AA does anomaly detection for streaming time series, featuring automated model selection.
The goals of the project:
Reduce mean time to detect (MTTD) production incidents. This is the average time between the onset of some production incident and somebody’s knowing about it, where “somebody” could be a person or else an automated response system
Monitor as many signals of health as possible. The signals or metrics in question can represent business-, application- or system-level concerns. Our working assumption is that in a large business there are many thousands if not millions of such concerns, and so AA needs to scale accordingly.
For scalability, we must aggressively limit the number of false positives (i.e., spurious alerts).
Also for scalability, we must automate model selection and tuning.
👆Retrieved from project’s Wiki.
On the architecture above, you can see three main parts of the project:
- Model selection & Autotuning (chooses an appropriate model and metric for provided data)
- Model Building (trains models)
- An Anomaly Engine, which the runtime that accepts incoming metric streams from arbitrary time series metric source systems; classifies individual metric points as normal, weak anomalies or strong anomalies; and then passes them along to consumer systems such as alert management systems (for end users) and automated response systems (project’s Wiki);
This is a more detailed version of the architecture:
The maintainer asked to remove Anomaly Validation module from the project because they have decided to move AV away from Adoptive Alerting’s pipeline. As usual, I asked to work on the issue. After I was welcomed to take it, I set up a project on my local machine, and built it by running:
./mvnw clean verify
The build was successful, and the build time was about 3.30 minutes. I made sure that everything works, and began to search for all mentions of anomvalidate in the code. I found anomvalidate module, and I deleted it. Then I had to remove all uses of this module in the project. It was easy because when I deleted anomvalidate module, all the files that used it displayed errors as they referenced unexistent dependency. I quickly removed those Anomaly Validation related code and built the project again to make sure I haven’t broken anything.
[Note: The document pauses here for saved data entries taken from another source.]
PR #53433, opened 2024-01-05
[DependencyInjection] Use Notifier transport_factory services (without fqcn)

smnandre:
| Q             | A
| ------------- | ---
| Branch?       | 7.1
| Bug fix?      | no
| New feature?  | no
| Deprecations? | no
| Issues        | Fix #
| License       | MIT

Follows https://github.com/symfony/symfony/pull/53418 (cc @nicolas-grekas )


OskarStark:
Discoverability for new bridges is much better with the FQCN

smnandre:
It follows the previous PR/discussion, where we realized some of those FQCN were missconfigured since ... a bit of time :) 

Maybe instead we could only use the FQCN then instead of the service id ? 

The main goal was to avoid any situation were we use a map `classA => service` in a file and `classB => service` in another, without ensuring `classA = classB`.

nicolas-grekas:
> Discoverability for new bridges is much better with the FQCN

I think that's a nice argument. Mistakes can happen so while this prevents some kind of mistakes, in might open others.
Closing therefor, thanks for proposing.

PR #53443, opened 2024-01-06
[Validator] deal with fields for which no constraints have been configured

### LINKED ISSUE #53455: [Validator] Breaking changes in Collection

5.4

### Description

Before this https://github.com/symfony/validator/commit/b12535757ba38676de6294e787533bbf087a396b
```
$violations = $this->validator->validate(
            $input,
            new Assert\Collection([
                'channelName' => null,
                'reportType' => null,
                'period' => new Assert\Choice(
                    choices: (new CreateReportScheduleSpecification())->getPeriodAllowableValues(),
                ),
            ]),
        );
```

After this https://github.com/symfony/validator/commit/b12535757ba38676de6294e787533bbf087a396b
```
$violations = $this->validator->validate(
            $input,
            new Assert\Collection([
                'fields' => [
                    'channelName' => null,
                    'reportType' => null,
                    'period' => new Assert\Choice(
                        choices: (new CreateReportScheduleSpecification())->getPeriodAllowableValues(),
                    ),
                ],
            ]),
        );
```

@nicolas-grekas My application stopped working as before after this commit.

### How to reproduce

```
$input = [
            'channelName' => $input->getArgument('channelName'),
            'reportType' => $input->getArgument('reportType'),
            'period' => $input->getArgument('period'),
        ];

$violations = $this->validator->validate(
            $input,
            new Assert\Collection([
                'channelName' => null,
                'reportType' => null,
                'period' => new Assert\Choice(
                    choices: (new CreateReportScheduleSpecification())->getPeriodAllowableValues(),
                ),
            ]),
        );
```

### Possible Solution

_No response_

### Additional Context

_No response_

xabbuh:
| Q             | A
| ------------- | ---
| Branch?       | 5.4
| Bug fix?      | yes
| New feature?  | no
| Deprecations? | no
| Issues        | Fix https://github.com/symfony/symfony/pull/53133#issuecomment-1878479736, Fix #53455
| License       | MIT

### DIFF
--- a/src/Symfony/Component/Validator/Constraints/Collection.php
+++ b/src/Symfony/Component/Validator/Constraints/Collection.php
@@ -42,7 +42,7 @@ class Collection extends Composite
      */
     public function __construct($fields = null, array $groups = null, $payload = null, bool $allowExtraFields = null, bool $allowMissingFields = null, string $extraFieldsMessage = null, string $missingFieldsMessage = null)
     {
-        if (\is_array($fields) && ([] === $fields || ($firstField = reset($fields)) instanceof Constraint || ($firstField[0] ?? null) instanceof Constraint)) {
+        if (self::isFieldsOption($fields)) {
             $fields = ['fields' => $fields];
         }
 
@@ -86,5 +86,32 @@ class Collection extends Composite
     protected function getCompositeOption()
     {
         return 'fields';
+    }
+
+    private static function isFieldsOption($options): bool
+    {
+        if (!\is_array($options)) {
+            return false;
+        }
+
+        if ([] === $options) {
+            return true;
+        }
+
+        foreach ($options as $optionOrField) {
+            if ($optionOrField instanceof Constraint) {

The build was successful again. However, this time, it took about 1.30 minutes to build it!
As you noticed, I haven’t added any code. I just removed some files and lines of code, and it allowed me to contribute successfully to the project (my PR was merged)!
I would like to mark that this project has a fantastic wiki page with many details (I haven’t seen such a detailed wiki page before), and its maintainer, who was kind, and also grateful for contribution.